Briefly, total RNA was isolated from the liver tissues using the Rneasy® Mini Kit (QIAGEN, Hilden, Germany). The RNA was reverse-transcribed using a SuperScript VILO cDNA Synthesis Kit (Thermo Fisher Scientific, CA, USA). qRT-PCR was performed by Taqman master mix (Thermo Fisher Scientific, CA, USA) and a 7900 Sequence Detection System (Applied Biosystems, USA). The specific primer information is listed in Table S1.
The antibodies used for the immunoblot are LC3B (2775, Cell Signaling Technology, Beverly, MA, USA) and Rubicon (8465, Cell Signaling Technology, Beverly, MA, USA). For signal normalization, anti-GAPDH antibody was used (MAB374, Millipore, Bedford, MA, USA). Membranes were imaged with the ImageQuant LAS 4000 camera system (GE Healthcare). The band intensity was quantified by Image J software.

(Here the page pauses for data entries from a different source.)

PR #14619, opened 2026-01-14
Run NFT and introspection in parrallel and increase introspection timeout

jeffsee55:
- Parrallelize NFT and introspection steps
- Increase timeout to 8 seconds. It's taking up to 5 seconds for a large app we have been testing with
- Add more debug logs

### DIFF
--- a/.changeset/serious-tigers-collect.md
+++ b/.changeset/serious-tigers-collect.md
@@ -1,0 +1,5 @@
+---
+'@vercel/introspection': patch
+---
+
+Add more debug logs to introspection process
--- a/.changeset/serious-tigers-collect.md
+++ b/.changeset/serious-tigers-collect.md
@@ -1,5 +1,8 @@
 ---
 '@vercel/introspection': patch
+'@vercel/backends': patch
 ---
 
-Add more debug logs to introspection process
+- Parrallelize NFT and introspection steps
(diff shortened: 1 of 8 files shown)


tknickman (approved):

packages/backends/src/index.ts
```diff
@@ -32,17 +32,21 @@ export const build: BuildV2 = async args => {
...
-    debug(`Route mapping failed to detect routes`);
+    debug(`Introspection failed to detect routes`);
   }
 
   const handler = relative(
     args.repoRootPath,
     join(outputConfig.dir, outputConfig.handler)
   );
 
+  const { files } = await nftPromise;
```
mehulkar, line 47: deferring await feels like weird way to parallelize. should we Promise.all instead?

.changeset/serious-tigers-collect.md
```diff
@@ -0,0 +1,5 @@
+---
+'@vercel/introspection': patch
+---
+
+Add more debug logs to introspection process
```
mehulkar: the parallelization piece seems like the more important change, should it be in the notes?

mehulkar (approved):

packages/backends/src/index.ts
jeffsee55: I wanted to log the debug statements in a timely manner so we get somewhat realistic timing info. Open to ideas there but didn't really want to move the debug logs inside those functions.

PR #14626, opened 2026-01-15
[go]Use deterministic tmpdir path for go cache dirs.

gscho:
#14484 introduced support for `GOCACHE` and `GOMODCACHE`. This actually slowed down builds for customers because we compile a binary for every go handler separately and sequentially. Since the `getWriteableDirectory` function always returns a randomly named tmpdir, this meant we lost caching altogether.

The fix implemented here is to use a deterministic directory based on the `workPath`. I was able to reproduce the issue and test that this change greatly improved the compile time.

### DIFF
--- a/.changeset/quiet-spoons-clean.md
+++ b/.changeset/quiet-spoons-clean.md
@@ -1,0 +1,5 @@
+---
+'@vercel/go': patch
+---
+
+Use deterministic tmpdir when setting GOMODCACHE and GOCACHE dirs.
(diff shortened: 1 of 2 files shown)


brookemosby (approved):
LGTM

tknickman (approved):
LGTM! 

The fix correctly addresses the root cause - `getWriteableDirectory()` returning random tmpdirs was breaking cache sharing between sequential Go handler builds.

**Key observations:**
- Using MD5 hash of workPath for deterministic cache paths is a clean solution
- The path structure change from `.cache/go-build` to `go-build` aligns with the global cache structure (line 305)
- Sequential operations instead of `Promise.all()` is safer for symlink creation
- Removing symlinks before creating handles broken symlinks correctly

Nice fix! 🎉

PR #14627, opened 2026-01-15
bulk redirects

brookemosby:
Making bulk redirects work with prebuilt


packages/client/src/utils/index.ts
```diff
@@ -169,6 +171,41 @@ export async function buildFileTree(
       debug(`Error checking for .vercel/routes.json: ${e}`);
     }
 
+    // Include bulkRedirectsPath file if specified (for prebuilt deployments)
+    if (prebuilt && bulkRedirectsPath) {
```
mehulkar, line 175: Why not make it part of BOA? (In other words.. why limit this to prebuilt deployments)?

mehulkar (approved):

packages/client/src/utils/index.ts
brookemosby: The file path handling is different in BOA

PR #14638, opened 2026-01-15
Fix issue when stdout chunks are split from introspection data

jeffsee55:
The introspection is sent via stdout and when there are other log messages it would mess up the chunking and change the string's start and end characters, causing `JSON.parse` to fail.

NOTE: this would be a lot easier if I'd used `fork` instead of `spawn`, but I'm thinking this will soon need to invoke a bun process (perhaps), so might not be worth the switch


packages/introspection/src/index.ts
```diff
@@ -70,15 +73,38 @@ export const introspectApp = async (args: {
...
 
+      // Buffer to accumulate stdout data across chunks
+      let stdoutBuffer = '';
+
       child.stdout?.on('data', data => {
         try {
-          introspectionData = introspectionSchema.parse(
-            JSON.parse(data.toString() || '{}')
+          // Accumulate data in buffer to handle chunked output
+          stdoutBuffer += data.toString();
```
mehulkar: Would it make sense to open a file as a write stream instead?

jeffsee55: For memory concerns? I don't anticipate this to be super large but probably a good idea in the long-term. Let me circle back on that.

mehulkar: yeah, since the stdout comes from userland it is effectively unbounded

jeffsee55: Oh right, forgot I'm now taking all stdout. Updated.

packages/introspection/src/index.ts
```diff
@@ -95,14 +108,71 @@ export const introspectApp = async (args: {
...
+            try {
+              const stdoutBuffer = readFileSync(tempFilePath, 'utf8');
+
+              // Check if we have a complete introspection result
+              const beginIndex = stdoutBuffer.indexOf(
+                BEGIN_INTROSPECTION_RESULT
+              );
+              const endIndex = stdoutBuffer.indexOf(END_INTROSPECTION_RESULT);
+
+              if (beginIndex !== -1 && endIndex !== -1) {
```
mehulkar, line 147: I was playing around with this in chatgpt yesterday.. there might be a way to use `Transform`s to do the filter. Not sure if it's more ergonomic or has any benefits though, i was just wondering https://chatgpt.com/share/e/69712e5c-e310-800b-85a5-da79e2cece4f

mehulkar (approved):

PR #14653, opened 2026-01-18
feat(cli): add `vercel blob store list` command

Grappeggia:
## Summary

Add a new CLI command `vercel blob store list` that lists all Blob stores for a team, enabling users to see their blob stores directly from the CLI without needing to switch to the dashboard.

**Resolves: STO-1475**

## Features

- Lists all blob stores with name, ID, status, region, size, file count, connected projects, and age
- `--json` flag for machine-readable output
- `--no-projects` flag to hide the Projects column  
- `ls` alias for the `list` subcommand
- Follows CLI conventions consistent with other list commands (`project list`, `domains ls`, `integration list`)

## Usage

```bash
# List all blob stores (table format)
vercel blob store list

# Using alias
vercel blob store ls

# JSON output
vercel blob store list --json

# Hide projects column
vercel blob store list --no-projects
```

## Example Output

```
Blob stores in my-team:

  Name              ID                       Status      Region   Size    Files   Projects           Age
  my-uploads        store_abc123def456gh     ● Active    iad1     2.3MB   142     my-app, api (+1)   5d
  user-avatars      store_xyz789abc012de     ● Active    sfo1     856KB   89      frontend           2w
  temp-storage      store_qrs456tuv789wx     ● Active    cdg1     12MB    1.2k    –                  3mo
```

## Test Plan

- Added comprehensive unit tests covering:
  - Table output format
  - JSON output
  - `--no-projects` flag
  - `ls` alias
  - Empty result handling
  - Error cases
  - Telemetry tracking


packages/cli/src/commands/blob/command.ts
```diff
@@ -229,12 +229,54 @@ export const getStoreSubcommand = {
...
+  description: 'List all Blob stores',
+  arguments: [],
+  options: [
+    {
+      name: 'json',
+      shorthand: null,
+      type: Boolean,
+      deprecated: false,
+      description: 'Output results as JSON',
+    },
```
tknickman, line 408: We can leave this for now, but we're going to be adding a new param here - `format`, that can support a value of `json` in another PR. We're moving all commands to this so we have the flexibility to support multiple output formats. But we can consider leaving a `json` value as well for easy discoverability.

packages/cli/src/commands/blob/command.ts
```diff
@@ -229,12 +229,54 @@ export const getStoreSubcommand = {
...
+    {
+      name: 'no-projects',
```
tknickman, line 410: This is fine for now, would like to support a more flexible `--table=id,name,projects` etc in the future

tknickman (commented):
Two comments but nothing blocking - @styfle can you take a look here for the blob API usage / data filtering?

vvo (approved):

packages/cli/src/commands/blob/command.ts
styfle: I think we should remove `no-projects` since no other command has this and removing it later would be a breaking change.

In the future, we can add what @tknickman is suggesting.

packages/cli/src/commands/blob/store-list.ts
```diff
@@ -0,0 +1,216 @@
...
+    );
+
+    if (blobStores.length === 0) {
+      if (jsonOutput) {
+        client.stdout.write(`${JSON.stringify({ stores: [] }, null, 2)}\n`);
+      } else {
+        output.log(`No blob stores found in ${chalk.bold(contextName)}.`);
+      }
+      return 0;
+    }
```
styfle:
```suggestion
    if (blobStores.length === 0 && !jsonOutput){
        output.log(`No blob stores found in ${chalk.bold(contextName)}.`);
      }
      return 0;
    }
```

You can let the json option go through the normal logic to `outputJson()` and it will do the same thing.

packages/cli/src/commands/blob/store-list.ts
```diff
@@ -0,0 +1,216 @@
...
+      store.region || '-',
+      bytes(store.size) || '0B',
+      formatCount(store.count),
+    ];
+
+    if (noProjects) {
+      return [...baseRow, age];
+    }
+
+    return [...baseRow, formatProjects(store.projectsMetadata), age];
```
styfle:
```suggestion
    if (!noProjects) {
      baseRow.push(formatProjects(store.projectsMetadata));
    }
    baseRow.push(age);
    return baseRow;
```

No need to create a new array since you can push into the existing one.

packages/cli/src/commands/blob/command.ts
Grappeggia: Sg, leaving it as is for now

packages/cli/src/commands/blob/command.ts
Grappeggia: +1, removed

brookemosby (approved):
LGTM

PR #14654, opened 2026-01-19
allow installing products in one command

mtoth-vercel:
allows users to reference product directly in the install command, saving a step if the integration is already installed

## installing new product on existing integration
Screenshot 2026-01-18 at 9 18 28 PM

## installing new integration + product
(same as before)
Screenshot 2026-01-18 at 9 22 40 PM

## getting product names (slugs actually) for an integration
Screenshot 2026-01-18 at 9 34 50 PM

## considerations
* requires the user to know the name of the integration they want to install in the first place. Opening up the list of integrations on the marketplace/adding search is a TODO.
* command is listed under the `vc integrations` which is described as "managing your existing integrations" but this will return products for **any** integration slug you pass in, not just the ones you have installed (not a blocker imo and is kinda nice)

### DIFF
--- a/.changeset/violet-pets-compare.md
+++ b/.changeset/violet-pets-compare.md
@@ -1,0 +1,5 @@
+---
+'vercel': minor
+---
+
+Add support for installing marketplace products directly and listing available products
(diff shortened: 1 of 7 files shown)


tonypan2:
Lgtm. What does single product integration installation look like?

PR #14658, opened 2026-01-19
[build-utils] Optimize getNodeVersion by separating package.json lookup

ofhouse:
## Summary

- Add `findPackageJson` function for lightweight package.json lookup without lockfile scanning
- Update `getNodeVersion` to use `findPackageJson` instead of `scanParentDirs`
- Improves performance by avoiding unnecessary lockfile parsing when only `package.json` is needed

## Problem

`getNodeVersion` was calling `scanParentDirs` internally, which scans and parses all possible lockfiles (`yarn.lock`, `package-lock.json`, `pnpm-lock.yaml`, `bun.lock`, `bun.lockb`, `vlt-lock.json`). However, `getNodeVersion` only needs `packageJson?.engines?.node` - it doesn't use any lockfile information.

## Solution

Created a new `findPackageJson` function that only traverses directories to find and optionally read `package.json`, without any lockfile scanning. Updated `getNodeVersion` to use this lightweight function.

## Performance Impact

**Before**: `getNodeVersion` triggered:
- `walkParentDirs` for `package.json` + `walkParentDirsMulti` for 6 lockfiles
- Reading and parsing up to 5 lockfiles  
- `readProjectRootInfo` traversal for turbo support

**After**: `getNodeVersion` triggers:
- Only `walkParentDirs` for `package.json`
- Only reading/parsing that single file

## Breaking Changes

None - all exports maintain the same function signatures.

### DIFF
--- a/.changeset/optimize-get-node-version.md
+++ b/.changeset/optimize-get-node-version.md
@@ -1,0 +1,5 @@
+---
+'@vercel/build-utils': patch
+---
+
+Add `findPackageJson` function for optimized package.json lookup without lockfile scanning. This improves `getNodeVersion` performance by avoiding unnecessary lockfile parsing.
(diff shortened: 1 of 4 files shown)


janory (approved):
LGTM! 👍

Chang J., Koseki M., Saga A., Kanno K., Higo T., Okuzaki D., Okada T., Inui H., Tanaka K., Asaji M., Zhu Y., Kamada Y., Ono M., Saibara T., Ichi I., Ohama T., Nishida M., Yamashita S, & Sakata Y. (2021). Dietary Oxysterol, 7-Ketocholesterol Accelerates Hepatic Lipid Accumulation and Macrophage Infiltration in Obese Mice. Frontiers in Endocrinology, 11, 614692.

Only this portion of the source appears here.